Wednesday, April 10, 2013

Billy's relationship with the speaker

Slaughterhouse 5 by Kurt Vonnegut

The relationship between Billy and the speaker. Is as confusing and obscured as the events of this book. For the longest time, I even assumed that the speaker had once again changed his name for the book as he said he did in the beginning. Among many things, the speaker and Billy do have some very oddly peculiar moments. Moments that are so short and so insignificant yet as similar as can be. One example is when speaking of their dogs. Back in the beginning of the book, the speaker states, "I let him know I like him, and he lets me know he likes me" (Vonnegut 7). Much later in the book, Billy says something eerily familiar to this same sentence by the speaker. Also the speaker and Billy both share an aurora of lunacy to them. The speaker has his completely irregular and concise sentences, and Billy has the whole being abducted by aliens and time travel idea. However, later on through some very sneaky and inconspicuous hints, one realizes that Billy and the speaker are in no way the same person, considering the speaker exists within Billy's story.

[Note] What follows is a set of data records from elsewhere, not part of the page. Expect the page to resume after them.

PR #346, opened 2021-04-19
refactor: automatically generate all rules

MichaelDeBoey:
Took some inspiration from `eslint-plugin-jest` (see https://github.com/jest-community/eslint-plugin-jest/blob/913bc73673338c644b6f5eee60981b39ac991e39/src/index.ts#L18-L39).


lib/rules/index.ts
```diff
@@ -0,0 +1,29 @@
...
+const rulesDir = __dirname;
+const excludedFiles = ['index'];
+
+export default readdirSync(rulesDir)
+  .map((rule) => parse(rule).name)
+  .filter((ruleName) => !excludedFiles.includes(ruleName))
+  .reduce<Record<string, RuleModule>>(
+    (allRules, ruleName) => ({
+      ...allRules,
+      [ruleName]: importDefault(join(rulesDir, ruleName)) as RuleModule,
```
Belco90, line 26: Can't we extract here the actual type of each rule? It could be interesting to get that to generate docs automatically for each rule.

Belco90 (changes requested):
Too much magic but seems like good automation. I wonder if would be possible to get proper rule types in `rules/index.ts`

lib/rules/index.ts
MichaelDeBoey: I can't think of a way to do this tbh, but I'm open to suggestions

Belco90: I guess the type is getting lost by the `importDefault` return value type? Maybe @timdeschryver can help us here 🙏

MichaelDeBoey: `importDefault` is indeed the issue here I think, but that one needs to be generic in order for my automation to work

Belco90: Would help if we assume we are gonna always have ES module default exports? So we can remove `interopRequireDefault` and simplify `importDefault`, which could help to get the proper type from each module.

MichaelDeBoey: `importDefault` will then return of type `any`, so that's not the solution you're looking for either I'm afraid 😕

Belco90: Of course... we would have to manually import all rules to get corresponding types. I'll think about it, but we can probably merge this one until we actually need those types.

timdeschryver: I don't think it's possible to interfer the types here. If needed we could look into adding the types manually since these would all be Rules.

MichaelDeBoey: The real question is: do we need the types outside of the plugin? 🤔
If not, we're fine as we still have types for our tests, ...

Intriguingly their paths cross, and some of the character's, such as  Paul Lazzaro and OHare are all present within Billy's version. This possess the question, if the speaker was present through most of Billy's war experience, why did he tell the entire story through through Billy's version Then again, why did Kurt Vonnegut himself even include the initial speaker in his book and why didn't he just have the story told solely from Billy's first person perspective? I guess we may or may not know soon enough.